Saved entries:
====
PR #321, opened 2016-10-09
Notepadplusplus

majkinetor:
This is from @ferventcoder.

I updated all 3 packages, but can't push as I am not maintainer.  I will use in the future version 0.0 do denote that it is intented to run the updater.


majkinetor:
I had to use `NoCheckUrl` although I don't want to becasue my current implementation of this AU feature timeouts quite frequently. See https://github.com/majkinetor/au/issues/35

@gep13, can you reproduce this behavior or is it location specific ?

I can't figure out how to do this so far, everything I tried either downloads the entire file or doesn't work, so any help is highly appreciated. This check is very important in order not to push spoiled packages (it protects from vendor site changes). For some sites its OK to use `NoCheckUrl` (for example FossHub).

automatic/notepadplusplus.install/tools/chocolateyInstall.ps1
```diff
@@ -0,0 +1,30 @@
...
+  url                    = $url32
+  url64bit               = $url64
+  checksum               = $checksum32
+  checksum64             = $checksum64
+  checksumType           = 'sha256'
+  checksumType64         = 'sha256'
+  silentArgs             = '/S'
+  validExitCodes         = @(0)
+  registryUninstallerKey = 'notepad\+\+'
+}
```
ferventcoder: There is almost zero need to repeat the urls and checksums, it would make more sense to push them all into the packageArgs instead of above and then just linked.

I'm assuming the regex could handle finding that properly.

gep13:
@majkinetor yes, I am seeing the same issue with the URL Checking as you mentioned.

automatic/notepadplusplus.install/tools/chocolateyInstall.ps1
majkinetor: Almost 0 isnt 0.

It must be se this way when u want to set url32 equal to url64 and the same for checksums.

Here it isnt mandatory but i dont like to change the template and regex just for that.

Plus,  the intene is clear here .... above lines are changed by the updater, bellow lines are not.

majkinetor:
@gep13

Thx for verifying. So this would definitelly need to get inproved.... i have no idea why that call timesout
====
Try it :: The line with "majkinetor: Almost 0 isnt 0." and all the lines after it in the records above are to be output exactly, with nothing added.

Answer for the task ::
majkinetor: Almost 0 isnt 0.

It must be se this way when u want to set url32 equal to url64 and the same for checksums.

Here it isnt mandatory but i dont like to change the template and regex just for that.

Plus,  the intene is clear here .... above lines are changed by the updater, bellow lines are not.

majkinetor:
@gep13

Thx for verifying. So this would definitelly need to get inproved.... i have no idea why that call timesout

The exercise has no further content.